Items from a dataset

▼

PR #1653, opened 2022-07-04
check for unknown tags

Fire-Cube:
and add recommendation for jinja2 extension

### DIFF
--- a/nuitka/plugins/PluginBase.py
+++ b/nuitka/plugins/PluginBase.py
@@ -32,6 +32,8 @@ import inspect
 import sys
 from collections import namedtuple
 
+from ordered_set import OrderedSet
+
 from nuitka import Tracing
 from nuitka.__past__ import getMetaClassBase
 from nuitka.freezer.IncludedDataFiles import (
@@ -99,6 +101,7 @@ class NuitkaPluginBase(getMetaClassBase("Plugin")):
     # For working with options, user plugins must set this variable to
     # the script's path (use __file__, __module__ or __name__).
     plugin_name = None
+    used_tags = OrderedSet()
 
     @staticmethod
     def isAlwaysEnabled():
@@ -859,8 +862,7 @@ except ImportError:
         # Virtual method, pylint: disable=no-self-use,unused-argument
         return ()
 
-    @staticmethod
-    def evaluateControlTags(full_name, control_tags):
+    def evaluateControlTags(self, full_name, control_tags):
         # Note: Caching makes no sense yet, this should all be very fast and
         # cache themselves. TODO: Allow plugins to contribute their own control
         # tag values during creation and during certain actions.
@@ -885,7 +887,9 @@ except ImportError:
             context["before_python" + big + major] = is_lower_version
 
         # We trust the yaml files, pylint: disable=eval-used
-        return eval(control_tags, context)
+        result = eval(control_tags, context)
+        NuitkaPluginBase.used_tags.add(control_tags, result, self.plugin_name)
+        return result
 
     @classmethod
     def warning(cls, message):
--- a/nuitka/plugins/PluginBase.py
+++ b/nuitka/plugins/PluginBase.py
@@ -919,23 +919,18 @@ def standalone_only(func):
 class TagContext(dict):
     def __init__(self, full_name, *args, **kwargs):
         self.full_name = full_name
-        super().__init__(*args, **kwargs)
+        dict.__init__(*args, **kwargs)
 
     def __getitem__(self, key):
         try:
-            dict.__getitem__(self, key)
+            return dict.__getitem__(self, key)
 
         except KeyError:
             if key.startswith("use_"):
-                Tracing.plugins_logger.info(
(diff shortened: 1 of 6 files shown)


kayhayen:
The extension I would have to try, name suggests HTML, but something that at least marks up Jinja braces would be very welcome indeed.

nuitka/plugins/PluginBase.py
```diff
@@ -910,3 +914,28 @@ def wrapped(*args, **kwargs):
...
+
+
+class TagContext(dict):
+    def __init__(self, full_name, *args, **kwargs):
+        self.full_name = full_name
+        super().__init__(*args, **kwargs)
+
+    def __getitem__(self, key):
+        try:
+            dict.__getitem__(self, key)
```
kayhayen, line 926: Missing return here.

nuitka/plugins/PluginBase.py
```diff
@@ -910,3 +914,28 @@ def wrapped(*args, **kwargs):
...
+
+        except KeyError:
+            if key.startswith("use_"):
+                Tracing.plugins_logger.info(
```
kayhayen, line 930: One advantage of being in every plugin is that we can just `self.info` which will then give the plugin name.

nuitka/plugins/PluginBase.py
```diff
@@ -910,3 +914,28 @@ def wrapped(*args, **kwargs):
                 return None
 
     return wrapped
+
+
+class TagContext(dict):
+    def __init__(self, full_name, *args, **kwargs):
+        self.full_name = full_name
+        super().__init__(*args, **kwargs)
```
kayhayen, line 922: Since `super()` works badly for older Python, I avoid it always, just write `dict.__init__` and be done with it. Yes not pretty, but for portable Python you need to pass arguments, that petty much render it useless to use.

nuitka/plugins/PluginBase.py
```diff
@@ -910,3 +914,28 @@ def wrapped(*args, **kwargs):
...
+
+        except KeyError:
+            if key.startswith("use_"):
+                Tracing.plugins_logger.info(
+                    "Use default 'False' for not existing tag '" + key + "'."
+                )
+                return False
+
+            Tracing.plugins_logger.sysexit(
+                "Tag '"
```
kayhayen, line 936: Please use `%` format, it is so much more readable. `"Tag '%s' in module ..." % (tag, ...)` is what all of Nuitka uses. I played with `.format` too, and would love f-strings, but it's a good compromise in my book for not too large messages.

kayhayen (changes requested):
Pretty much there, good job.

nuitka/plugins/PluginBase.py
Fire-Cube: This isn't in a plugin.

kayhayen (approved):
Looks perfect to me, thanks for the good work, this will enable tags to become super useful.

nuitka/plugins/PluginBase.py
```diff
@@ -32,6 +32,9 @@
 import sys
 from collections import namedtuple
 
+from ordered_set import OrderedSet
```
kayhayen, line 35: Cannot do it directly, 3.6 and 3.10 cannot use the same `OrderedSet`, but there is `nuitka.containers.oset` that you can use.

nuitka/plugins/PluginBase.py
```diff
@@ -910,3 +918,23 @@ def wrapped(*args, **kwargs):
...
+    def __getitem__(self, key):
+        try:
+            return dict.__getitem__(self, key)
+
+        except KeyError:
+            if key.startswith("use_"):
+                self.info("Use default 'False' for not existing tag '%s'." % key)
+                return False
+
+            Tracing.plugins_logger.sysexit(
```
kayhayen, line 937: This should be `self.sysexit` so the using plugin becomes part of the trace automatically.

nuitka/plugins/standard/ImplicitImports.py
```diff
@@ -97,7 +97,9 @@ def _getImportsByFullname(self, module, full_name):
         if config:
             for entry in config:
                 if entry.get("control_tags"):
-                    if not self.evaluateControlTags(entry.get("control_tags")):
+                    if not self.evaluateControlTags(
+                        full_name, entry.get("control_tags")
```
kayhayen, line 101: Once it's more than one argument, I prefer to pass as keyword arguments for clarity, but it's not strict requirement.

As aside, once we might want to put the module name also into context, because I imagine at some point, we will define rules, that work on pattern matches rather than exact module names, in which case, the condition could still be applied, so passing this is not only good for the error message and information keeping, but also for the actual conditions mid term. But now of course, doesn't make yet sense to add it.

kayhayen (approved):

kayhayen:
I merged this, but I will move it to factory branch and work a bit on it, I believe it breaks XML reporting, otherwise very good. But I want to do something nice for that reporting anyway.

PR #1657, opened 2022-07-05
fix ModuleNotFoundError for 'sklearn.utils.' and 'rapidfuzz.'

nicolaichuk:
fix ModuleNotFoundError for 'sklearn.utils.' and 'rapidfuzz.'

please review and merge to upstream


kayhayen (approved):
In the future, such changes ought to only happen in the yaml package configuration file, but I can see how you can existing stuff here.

▲
▼

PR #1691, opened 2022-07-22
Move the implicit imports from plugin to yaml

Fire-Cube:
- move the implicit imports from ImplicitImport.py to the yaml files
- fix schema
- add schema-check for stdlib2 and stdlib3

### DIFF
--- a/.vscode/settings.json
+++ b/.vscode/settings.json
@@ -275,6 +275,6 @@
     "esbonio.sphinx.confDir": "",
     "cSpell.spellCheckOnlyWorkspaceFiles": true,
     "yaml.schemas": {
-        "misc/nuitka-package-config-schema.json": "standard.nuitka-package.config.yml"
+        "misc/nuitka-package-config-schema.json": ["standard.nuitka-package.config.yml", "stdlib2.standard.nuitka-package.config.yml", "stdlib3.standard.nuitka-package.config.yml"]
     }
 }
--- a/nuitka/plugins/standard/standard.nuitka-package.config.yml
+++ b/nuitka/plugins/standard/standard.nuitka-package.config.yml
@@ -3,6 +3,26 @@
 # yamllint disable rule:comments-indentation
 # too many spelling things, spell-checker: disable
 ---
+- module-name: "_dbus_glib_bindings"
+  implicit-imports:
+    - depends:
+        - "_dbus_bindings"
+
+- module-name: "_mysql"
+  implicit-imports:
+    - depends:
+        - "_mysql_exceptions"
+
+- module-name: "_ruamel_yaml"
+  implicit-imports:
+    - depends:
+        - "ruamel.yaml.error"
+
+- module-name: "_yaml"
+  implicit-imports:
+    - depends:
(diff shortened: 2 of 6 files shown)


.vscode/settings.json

▲
▼

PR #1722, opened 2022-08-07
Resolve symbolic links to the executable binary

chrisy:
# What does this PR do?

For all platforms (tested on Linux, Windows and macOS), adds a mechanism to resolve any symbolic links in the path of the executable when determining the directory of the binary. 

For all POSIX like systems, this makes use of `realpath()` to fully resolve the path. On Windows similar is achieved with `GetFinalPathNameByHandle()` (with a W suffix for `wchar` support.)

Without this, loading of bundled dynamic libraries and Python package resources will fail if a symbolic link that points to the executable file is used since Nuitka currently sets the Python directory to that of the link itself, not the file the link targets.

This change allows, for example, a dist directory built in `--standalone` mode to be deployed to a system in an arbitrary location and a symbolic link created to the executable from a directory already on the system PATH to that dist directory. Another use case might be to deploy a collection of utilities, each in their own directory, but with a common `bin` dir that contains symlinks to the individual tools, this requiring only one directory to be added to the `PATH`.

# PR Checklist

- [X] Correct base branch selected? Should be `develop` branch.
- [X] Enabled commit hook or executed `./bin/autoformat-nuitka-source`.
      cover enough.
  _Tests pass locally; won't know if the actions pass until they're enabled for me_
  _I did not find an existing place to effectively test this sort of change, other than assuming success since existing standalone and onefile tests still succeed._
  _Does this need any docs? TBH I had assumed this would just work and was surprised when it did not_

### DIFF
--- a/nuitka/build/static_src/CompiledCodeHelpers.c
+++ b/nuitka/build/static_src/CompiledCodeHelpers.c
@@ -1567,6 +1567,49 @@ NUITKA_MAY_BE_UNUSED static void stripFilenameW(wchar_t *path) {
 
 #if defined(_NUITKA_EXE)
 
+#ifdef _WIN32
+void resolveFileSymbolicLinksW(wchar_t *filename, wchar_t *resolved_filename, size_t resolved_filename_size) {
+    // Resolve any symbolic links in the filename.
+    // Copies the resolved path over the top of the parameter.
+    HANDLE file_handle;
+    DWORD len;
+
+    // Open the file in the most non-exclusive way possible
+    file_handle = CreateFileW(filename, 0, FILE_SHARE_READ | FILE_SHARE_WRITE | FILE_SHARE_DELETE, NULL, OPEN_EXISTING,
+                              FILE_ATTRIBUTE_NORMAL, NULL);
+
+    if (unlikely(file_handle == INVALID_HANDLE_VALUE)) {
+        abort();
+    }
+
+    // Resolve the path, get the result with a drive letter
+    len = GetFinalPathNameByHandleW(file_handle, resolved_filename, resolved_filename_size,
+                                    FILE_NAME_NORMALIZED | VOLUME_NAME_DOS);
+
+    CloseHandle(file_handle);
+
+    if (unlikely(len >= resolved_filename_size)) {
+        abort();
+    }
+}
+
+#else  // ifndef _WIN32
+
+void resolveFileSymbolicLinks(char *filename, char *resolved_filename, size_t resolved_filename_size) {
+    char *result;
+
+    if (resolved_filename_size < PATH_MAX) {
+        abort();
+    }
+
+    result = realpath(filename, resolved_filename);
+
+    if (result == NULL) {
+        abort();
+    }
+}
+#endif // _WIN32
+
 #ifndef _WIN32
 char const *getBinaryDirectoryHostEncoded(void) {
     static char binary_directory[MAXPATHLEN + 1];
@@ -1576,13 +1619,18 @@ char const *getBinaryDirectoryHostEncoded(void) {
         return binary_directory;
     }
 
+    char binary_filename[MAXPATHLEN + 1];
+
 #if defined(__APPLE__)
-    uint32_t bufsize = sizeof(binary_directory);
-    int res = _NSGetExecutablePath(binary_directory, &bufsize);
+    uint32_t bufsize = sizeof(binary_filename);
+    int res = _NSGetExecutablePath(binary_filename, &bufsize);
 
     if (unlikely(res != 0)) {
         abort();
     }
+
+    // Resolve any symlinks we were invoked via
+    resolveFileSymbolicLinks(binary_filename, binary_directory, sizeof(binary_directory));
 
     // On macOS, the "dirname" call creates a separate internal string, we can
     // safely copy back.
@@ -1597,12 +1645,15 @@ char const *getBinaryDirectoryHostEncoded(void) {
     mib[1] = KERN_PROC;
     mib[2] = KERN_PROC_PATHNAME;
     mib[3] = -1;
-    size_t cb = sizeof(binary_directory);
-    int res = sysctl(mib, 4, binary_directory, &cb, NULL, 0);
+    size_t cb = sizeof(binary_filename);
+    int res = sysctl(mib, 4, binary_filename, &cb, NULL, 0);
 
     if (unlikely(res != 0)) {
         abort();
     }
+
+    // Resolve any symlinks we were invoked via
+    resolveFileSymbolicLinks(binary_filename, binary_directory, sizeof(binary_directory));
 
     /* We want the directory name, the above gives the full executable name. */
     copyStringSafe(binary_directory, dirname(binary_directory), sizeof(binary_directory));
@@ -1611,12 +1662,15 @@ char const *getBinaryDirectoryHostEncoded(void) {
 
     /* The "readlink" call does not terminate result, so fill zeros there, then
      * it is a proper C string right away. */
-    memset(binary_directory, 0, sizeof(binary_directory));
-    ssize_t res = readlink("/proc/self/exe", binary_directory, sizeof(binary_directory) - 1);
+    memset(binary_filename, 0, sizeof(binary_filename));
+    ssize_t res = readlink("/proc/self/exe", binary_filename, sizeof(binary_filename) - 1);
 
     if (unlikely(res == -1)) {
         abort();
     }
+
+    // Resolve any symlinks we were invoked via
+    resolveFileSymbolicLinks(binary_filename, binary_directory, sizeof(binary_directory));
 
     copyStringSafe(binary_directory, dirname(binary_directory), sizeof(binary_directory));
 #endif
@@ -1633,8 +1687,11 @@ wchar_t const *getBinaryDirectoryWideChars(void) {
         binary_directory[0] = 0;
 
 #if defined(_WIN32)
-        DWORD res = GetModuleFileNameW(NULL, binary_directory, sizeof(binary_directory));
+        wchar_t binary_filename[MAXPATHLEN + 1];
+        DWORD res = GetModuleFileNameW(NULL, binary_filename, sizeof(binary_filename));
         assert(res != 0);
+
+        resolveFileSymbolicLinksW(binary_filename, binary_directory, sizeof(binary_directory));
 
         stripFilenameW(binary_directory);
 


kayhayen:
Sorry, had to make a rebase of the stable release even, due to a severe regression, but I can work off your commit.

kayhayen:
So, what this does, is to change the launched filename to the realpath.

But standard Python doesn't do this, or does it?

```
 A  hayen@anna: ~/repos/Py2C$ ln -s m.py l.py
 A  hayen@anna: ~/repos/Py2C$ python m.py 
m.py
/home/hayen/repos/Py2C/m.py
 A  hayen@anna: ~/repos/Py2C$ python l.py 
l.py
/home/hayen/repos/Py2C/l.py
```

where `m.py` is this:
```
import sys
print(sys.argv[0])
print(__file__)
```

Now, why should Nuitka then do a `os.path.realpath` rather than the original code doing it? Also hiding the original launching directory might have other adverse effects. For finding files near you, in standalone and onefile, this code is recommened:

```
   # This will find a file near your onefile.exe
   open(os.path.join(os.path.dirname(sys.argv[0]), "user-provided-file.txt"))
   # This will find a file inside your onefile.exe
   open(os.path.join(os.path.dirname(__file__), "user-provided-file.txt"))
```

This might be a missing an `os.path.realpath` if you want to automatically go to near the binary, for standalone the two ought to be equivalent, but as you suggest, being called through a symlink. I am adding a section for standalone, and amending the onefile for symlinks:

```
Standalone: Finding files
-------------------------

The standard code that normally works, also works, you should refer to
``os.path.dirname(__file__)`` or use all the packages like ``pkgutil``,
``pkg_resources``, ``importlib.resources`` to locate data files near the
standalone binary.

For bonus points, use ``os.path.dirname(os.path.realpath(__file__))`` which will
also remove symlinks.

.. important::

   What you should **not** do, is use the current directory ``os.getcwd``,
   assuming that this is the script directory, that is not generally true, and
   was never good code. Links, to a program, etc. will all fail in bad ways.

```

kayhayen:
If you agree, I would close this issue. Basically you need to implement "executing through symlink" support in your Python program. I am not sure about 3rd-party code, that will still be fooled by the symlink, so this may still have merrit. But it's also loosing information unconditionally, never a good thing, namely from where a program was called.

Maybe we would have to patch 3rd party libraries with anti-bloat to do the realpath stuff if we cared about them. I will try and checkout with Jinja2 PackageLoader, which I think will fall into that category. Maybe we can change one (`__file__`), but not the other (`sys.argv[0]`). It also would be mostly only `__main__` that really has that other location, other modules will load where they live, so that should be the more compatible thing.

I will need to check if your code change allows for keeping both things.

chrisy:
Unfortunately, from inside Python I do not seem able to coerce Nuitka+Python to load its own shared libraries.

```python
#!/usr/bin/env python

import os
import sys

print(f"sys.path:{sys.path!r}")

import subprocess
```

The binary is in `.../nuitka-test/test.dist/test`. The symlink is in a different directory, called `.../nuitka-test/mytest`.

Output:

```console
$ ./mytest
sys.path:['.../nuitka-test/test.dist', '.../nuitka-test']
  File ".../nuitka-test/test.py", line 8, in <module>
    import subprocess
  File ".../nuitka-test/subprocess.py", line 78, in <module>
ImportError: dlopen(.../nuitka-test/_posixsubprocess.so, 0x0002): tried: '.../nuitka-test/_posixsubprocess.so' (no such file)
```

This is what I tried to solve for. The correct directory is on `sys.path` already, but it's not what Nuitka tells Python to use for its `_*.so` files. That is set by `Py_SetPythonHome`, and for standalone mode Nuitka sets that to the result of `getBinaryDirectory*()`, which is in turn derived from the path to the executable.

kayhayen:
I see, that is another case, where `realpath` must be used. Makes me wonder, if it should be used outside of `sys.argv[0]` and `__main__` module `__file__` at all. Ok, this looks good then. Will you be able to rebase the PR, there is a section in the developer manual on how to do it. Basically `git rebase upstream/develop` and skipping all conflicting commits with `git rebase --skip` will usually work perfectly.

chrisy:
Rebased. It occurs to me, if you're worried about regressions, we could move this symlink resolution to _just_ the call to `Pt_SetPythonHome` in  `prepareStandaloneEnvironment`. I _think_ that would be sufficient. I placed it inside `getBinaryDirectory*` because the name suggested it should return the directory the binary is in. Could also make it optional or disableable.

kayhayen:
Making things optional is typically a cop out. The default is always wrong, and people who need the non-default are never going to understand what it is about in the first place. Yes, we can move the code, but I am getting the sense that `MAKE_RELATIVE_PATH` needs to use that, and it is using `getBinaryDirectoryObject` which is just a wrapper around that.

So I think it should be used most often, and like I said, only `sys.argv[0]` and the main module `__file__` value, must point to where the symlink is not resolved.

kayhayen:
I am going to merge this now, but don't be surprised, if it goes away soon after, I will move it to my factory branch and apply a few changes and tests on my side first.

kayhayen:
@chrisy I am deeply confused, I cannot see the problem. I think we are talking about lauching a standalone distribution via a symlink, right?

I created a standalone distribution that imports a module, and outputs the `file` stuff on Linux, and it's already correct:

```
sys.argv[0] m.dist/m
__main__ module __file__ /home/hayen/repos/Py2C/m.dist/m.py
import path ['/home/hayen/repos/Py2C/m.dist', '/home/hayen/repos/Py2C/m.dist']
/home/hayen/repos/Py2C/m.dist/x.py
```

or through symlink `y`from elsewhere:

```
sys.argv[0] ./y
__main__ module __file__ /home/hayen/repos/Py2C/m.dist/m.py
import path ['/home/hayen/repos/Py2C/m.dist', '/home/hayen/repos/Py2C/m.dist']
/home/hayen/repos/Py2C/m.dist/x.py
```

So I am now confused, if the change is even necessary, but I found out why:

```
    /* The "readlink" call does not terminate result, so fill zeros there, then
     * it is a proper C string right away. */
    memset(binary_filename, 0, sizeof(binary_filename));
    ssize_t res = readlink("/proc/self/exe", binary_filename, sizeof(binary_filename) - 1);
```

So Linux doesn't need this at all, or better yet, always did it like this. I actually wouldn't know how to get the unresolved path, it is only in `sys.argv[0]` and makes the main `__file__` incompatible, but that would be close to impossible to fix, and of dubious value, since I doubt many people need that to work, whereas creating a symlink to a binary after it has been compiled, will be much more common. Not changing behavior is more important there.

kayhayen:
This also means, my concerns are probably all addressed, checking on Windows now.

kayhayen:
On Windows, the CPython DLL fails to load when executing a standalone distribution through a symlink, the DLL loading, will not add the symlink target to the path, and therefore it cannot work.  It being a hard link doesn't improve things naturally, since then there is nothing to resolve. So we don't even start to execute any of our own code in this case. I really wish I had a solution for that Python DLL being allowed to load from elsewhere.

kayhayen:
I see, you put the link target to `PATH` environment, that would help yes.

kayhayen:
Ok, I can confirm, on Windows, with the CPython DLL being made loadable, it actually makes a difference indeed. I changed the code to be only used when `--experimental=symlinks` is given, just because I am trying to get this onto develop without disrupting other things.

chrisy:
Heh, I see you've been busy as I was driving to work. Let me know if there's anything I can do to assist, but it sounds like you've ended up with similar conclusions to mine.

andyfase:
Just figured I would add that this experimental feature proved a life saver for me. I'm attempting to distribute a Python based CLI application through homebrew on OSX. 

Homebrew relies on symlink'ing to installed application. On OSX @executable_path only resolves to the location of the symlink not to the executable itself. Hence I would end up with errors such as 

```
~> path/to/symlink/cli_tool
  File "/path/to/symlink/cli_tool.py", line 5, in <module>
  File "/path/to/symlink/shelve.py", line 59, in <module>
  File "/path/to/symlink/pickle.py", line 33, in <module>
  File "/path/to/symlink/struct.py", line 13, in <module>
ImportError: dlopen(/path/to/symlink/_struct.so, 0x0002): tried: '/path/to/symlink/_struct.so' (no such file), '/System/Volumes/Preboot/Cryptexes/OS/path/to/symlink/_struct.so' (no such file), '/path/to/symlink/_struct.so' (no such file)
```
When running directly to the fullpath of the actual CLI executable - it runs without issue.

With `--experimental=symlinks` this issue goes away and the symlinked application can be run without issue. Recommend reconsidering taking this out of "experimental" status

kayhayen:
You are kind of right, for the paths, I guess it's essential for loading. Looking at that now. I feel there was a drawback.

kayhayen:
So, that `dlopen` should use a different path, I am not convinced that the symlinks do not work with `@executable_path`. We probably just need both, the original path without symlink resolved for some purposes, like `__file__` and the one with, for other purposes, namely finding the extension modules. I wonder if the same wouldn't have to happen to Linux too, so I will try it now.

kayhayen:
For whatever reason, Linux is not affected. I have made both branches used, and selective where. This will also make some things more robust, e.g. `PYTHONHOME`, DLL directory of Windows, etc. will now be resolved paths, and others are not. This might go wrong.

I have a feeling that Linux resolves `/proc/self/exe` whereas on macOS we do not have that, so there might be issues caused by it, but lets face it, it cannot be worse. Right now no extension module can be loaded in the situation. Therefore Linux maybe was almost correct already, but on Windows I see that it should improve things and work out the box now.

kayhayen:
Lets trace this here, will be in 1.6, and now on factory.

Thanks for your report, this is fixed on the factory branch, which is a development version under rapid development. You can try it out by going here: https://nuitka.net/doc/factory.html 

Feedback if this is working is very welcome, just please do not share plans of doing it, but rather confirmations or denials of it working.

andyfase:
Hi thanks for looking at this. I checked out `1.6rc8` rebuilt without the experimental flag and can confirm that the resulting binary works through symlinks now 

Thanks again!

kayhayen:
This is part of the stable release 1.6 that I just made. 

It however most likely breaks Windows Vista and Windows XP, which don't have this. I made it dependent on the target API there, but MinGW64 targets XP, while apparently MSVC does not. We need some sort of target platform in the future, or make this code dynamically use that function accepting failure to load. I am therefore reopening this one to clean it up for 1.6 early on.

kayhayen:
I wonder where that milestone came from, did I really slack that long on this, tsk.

▲

Work order:
What you give back must be the stretch above, starting at the line with "PR #1653, opened 2022-07-04" and ending at the line with "from nuitka.freezer.IncludedDataFiles import", copied exactly.

Answer below:
PR #1653, opened 2022-07-04
check for unknown tags

Fire-Cube:
and add recommendation for jinja2 extension

### DIFF
--- a/nuitka/plugins/PluginBase.py
+++ b/nuitka/plugins/PluginBase.py
@@ -32,6 +32,8 @@ import inspect
 import sys
 from collections import namedtuple
 
+from ordered_set import OrderedSet
+
 from nuitka import Tracing
 from nuitka.__past__ import getMetaClassBase
 from nuitka.freezer.IncludedDataFiles import (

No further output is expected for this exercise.